PR #1229, opened 2020-02-05
[JAB] Automatic transmission check

jono-basford-bjss:
Adding an assertion which checks the Automatic Transmission displays in Search


Cullima (approved):

rossfauldsbjss (approved):
looks good

PR #1235, opened 2020-02-05
[JAB] Updated Tags

jono-basford-bjss:
Reduced the scope of the smoke tests and added a new tag for a scheduled build which runs more tests. 

Removed test:e2e-simulator-bdd-smoke from package.json as its not required


rossfauldsbjss (approved):
looks good

faggc (approved):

┄┄┄┄┄┄┄┄┄┄┄┄┄┄┄┄┄┄┄┄

■ YOUR INSTRUCTIONS:
Each entry, exactly as written, should be set down once more.

■ SOLUTION:
PR #1229, opened 2020-02-05
[JAB] Automatic transmission check

jono-basford-bjss:
Adding an assertion which checks the Automatic Transmission displays in Search


Cullima (approved):

rossfauldsbjss (approved):
looks good

PR #1235, opened 2020-02-05
[JAB] Updated Tags

jono-basford-bjss:
Reduced the scope of the smoke tests and added a new tag for a scheduled build which runs more tests. 

Removed test:e2e-simulator-bdd-smoke from package.json as its not required


rossfauldsbjss (approved):
looks good

faggc (approved):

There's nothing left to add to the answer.